- What you should do: In your reply, write out each entry exactly as given.

- Data provided:
PR #4306, opened 2022-01-13
Delete chat services

stephenroller:
**Patch description**
Chat Services seems to be frequently a source of confusion and trouble for external users, who don't realize it is highly deprecated and not actively maintained.

This PR deletes all chat services to discourage users from building on top of it.

**Testing steps**
CI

- Response to this exercise:
PR #4306, opened 2022-01-13
Delete chat services

stephenroller:
**Patch description**
Chat Services seems to be frequently a source of confusion and trouble for external users, who don't realize it is highly deprecated and not actively maintained.

This PR deletes all chat services to discourage users from building on top of it.

**Testing steps**
CI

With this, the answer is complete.